Data Platform/Data Lake/Traffic/UserRetention
Retention
There are different definitions for what is traditionally consider a "user retention" metric on web properties. Below are some of these definitions and, when possible, we explain how could we calculate them using the data we have.
Definition 1: The ratio of returning visitors to all visitors. Daily and Monthly.
We have this data as part of the data in Unique Devices Table[1]. The "uniques_underestimate" column represents devices that have come to wikimedia projects more than once in the period in which our WMF-Last-Access cookie expires. That is, if we are looking at unique devices data, a "seen-before" device means that a user used that device to access wikipedia at least twice in the last 30 days.
The "uniques_offset" column in Unique Devices Table[2] represents fresh sessions, that is, non returning users.
Returning Visitors is thus defined as unique devices that have come to visit any project in mobile or desktop in the last 30 days. We can report on this metric daily and monthly.
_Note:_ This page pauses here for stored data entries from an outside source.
PR #876, opened 2022-12-16
Improve the "Sigstore Auth Successful" page

### LINKED ISSUE #732: Improve the "Sigstore Auth Successful" page
Today, the post-OAuth page that gets displayed by tools like `cosign`, `gitsign` etc, is pretty ...sparse.

Screen Shot 2022-10-10 at 8 55 26 AM

That's not necessarily a bad thing. Being sparse also means it's not very resource intensive. It doesn't make any external requests to load CSS/JS/fonts/etc., and as the default for clients that may not have access to the public internet, that's a good thing.

At the same time, regular users of sigstore clients often end up with tons of these windows open (e.g., from `gitsign` and a long rebase chain, without the credential cache running).

For context, the source of that page is here:

https://github.com/sigstore/sigstore/blob/a862909dae84e62c1ac0eb356f311a73a62c0a1a/pkg/oauth/interactive.go#L18

## Closing the window 

We've learned (e.g., #484) that the page can't be closed using JavaScript. Windows can only reliably close windows that they themselves opened, and in our case the window was opened by `cosign` etc. We arrive at this page after some redirects through the OAuth flow.

This means that:
- the page can't autoclose after some wait
- the page can't include a button or click target that closes the window

If you try, you get `Scripts may close only the windows that were opened by them.`

To save you (and future-me) time, the StackOverflow results for that message include lots of obsolete hacks that browsers now block.

So closing the window is probably not feasible. Instead, we can at least make the page more _useful_.

## Making the page useful

New users are confronted with this page immediately after selecting their OAuth provider of choice. It's not really clear why you're here, what's happening, what to do next, etc. Close the window, sure, but then what?

We _don't_ have much context to make this page more specifically helpful to the user. The page URL is something like `http://localhost:59640/auth/callback?code=qdvscillhxxxxxxncrlbxhmtyg&state=2Fwdxxxx47dER2tw3I0ElvIgvxxx` -- there's (purposefully, I think) no information about what user just authed. At the point in the flow where this page is opened, Fulcio hasn't been contacted yet, so there's no information about the cert it returned. There's no Rekor entry yet to link to.

I think we can at least provide more text about what's happening, and where to go to learn more. A link to some page on docs.sigstore.dev describing the OAuth flow a bit better maybe, or a brief description of what just happened, what's happening now, etc.

The page contents are configurable by clients, so `cosign` could include text like "go back to the terminal where you invoked `cosign` to see more". Sigstore's own tools should at least aim to make these pages look and act consistently with each other.

## Making the page prettier

While (/if) we're adding content to read, we should also consider making the page easier to read. Nothing against black 12pt Times New Roman, but we've discovered over the last 20 years it may not be the best thing to read on a screen.

A few lines of CSS could go a long way to improving the experience.

## Considerations

The page shouldn't load any _external_ resources (e.g., JS/CSS/fonts) from the internet. Since `cosign`/`gitsign` are general-purpose clients, we can't guarantee clients have access to these resources at all. Even if they do, clients may not want to communicate to those external services that they're using these tools, and how or when.

This constraint should also help us avoid making the page _too_ flashy -- if we have to bundle everything into the page we're probably not going to make it some monstrous 15 MB dynamic-loading single-page app either.

---

This is mainly an issue to collect ideas and previous findings. If there's something you've ever wanted to see from the auth-success page, please tell us!

cc @wlynch @znewman01

julienv3:
#### Summary

This updates the "Sigstore Auth Successful" page to be visually consistent with https://sigstore.dev and include a few links.
Closes #732

#### Release Note

Added styling and documentation links to Sigstore Auth Successful page.

#### Documentation

No documentation update required.


julienv3:
image

https://user-images.githubusercontent.com/18708970/208181751-c397e7f8-51c3-431b-aa71-eaae12bb1922.mov

pkg/oauth/interactive.go
```diff
@@ -17,12 +17,59 @@ package oauth
...
+				</div>
+				<div class="content">
+					<span>You may now close this page.</span>
+				</div>
+			</div>
+			<div class="anchor">
+				<div class="links">
+					<a href="https://docs.sigstore.dev/" class="link login"><span class="sigstore">sigstore</span> documentation <span class="arrow">→</span></a>
+					<a href="https://blog.sigstore.dev/" class="link"><span class="sigstore">sigstore</span> blog <span class="arrow">→</span></a>
+					<a href="https://docs.sigstore.dev/gitsign/overview/" class="link login"><span class="sigstore">gitsign</span> documentation <span class="arrow">→</span></a>
```
haydentherapper, line 68: Can we drop this one, since this is documentation specific to just one client within Sigstore?

haydentherapper:
Please add a sign-off to your commit (`git commit -s`)

This looks really great!

pkg/oauth/interactive.go
julienv3: Removed third link and added sigstore home

haydentherapper:
Verified by compiling cosign with a locally modified sigstore library

haydentherapper (approved):

hectorj2f (approved):
lgtm

woodruffw:
This looks like really nice! We'll try to re-use it on `sigstore-python` as well 🙂

julienv3:
> Is it possible to avoid `script`? Would https://stackoverflow.com/a/59614656 work?

Unfortunately no, favicon can't reference a symbol in the page.
The JS is there to save space; the logo is a ~4k SVG, so I put it in the DOM and used JS to set the favicon using the same string.
We can very much hardcode the `<link>` to have the href that's currently dynamically computed avoiding script if that's preferrable?

haydentherapper:
I don't know enough about web dev to have a preference! I don't mind what's here currently, I wouldn't expect any issues with any browsers

haydentherapper:
Going to merge now, thanks for this improvement!

PR #962, opened 2023-02-10
update to use go1.20

cpanato:
#### Summary
- update to use go1.20


haydentherapper:
Looks like go 1.20.1 was just released, can you update to that too?

haydentherapper:
I’d be good with that, though I don’t recall if it gives us much since generics were in 1.18.

cpanato:
> I’d be good with that, though I don’t recall if it gives us much since generics were in 1.18.

will propose in a follow up pr

PR #969, opened 2023-02-13
Migrate from gopkg.in/square/go-jose.v2 to github.com/go-jose/go-jose/v3

mtrmac:
#### Summary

Non returning visitors is defined as fresh sessions (no cookies) on the day in which the metric is reported.
See plot for eswiki:
Findings:
- Ratio of returning daily visitors is fairly constant on both mobile and desktop and seems to fluctuate more on desktop. In plain english this means that any given day about 85% of our visitors have read wikipedia at least once before in the past 30 days.
Findings:
- As we know pageviews exhibits a strong weekly pattern that is not visible on return ratios.
How to measure an increase in readers using retention
An increase of readership for one project will be first visible as a simultaneous increase on Unique Devices and also as a decrease on percentage of returned visits for the project at hand while at the same time we might also see an increase on the number of pageviews in a short timeperiod. If we are able to retain those users both the unique devices metric and pageviews should be consistently higher but percentage of returned visitors will not change very much.
Probably there would be too much noise to see changes "overall" thus the increase would need to be measured per country. We do have per country stats on Unique Devices thus we could calculate retention per country too.
Definition 2: The number of returning visitors (devices) after a month or a a day
We also have this number raw as part of the Unique Devices data. We can plot it for every project in desktop or mobile daily and monthly. An absolute number is far less useful that a ratio though.
Definition 3: Average frequency of the returned visitors
In plain english: We want to know the percentage of our users that return to read wikipedia after a week or a day or a month. The return rate on a month we can already know (see definition 1) but not the two other ones.
In order to calculate this we would need an extra piece of information from varnish. The value the WMF-Last-Access cookie had before we updated it that way we can know when the user came to wikipedia last.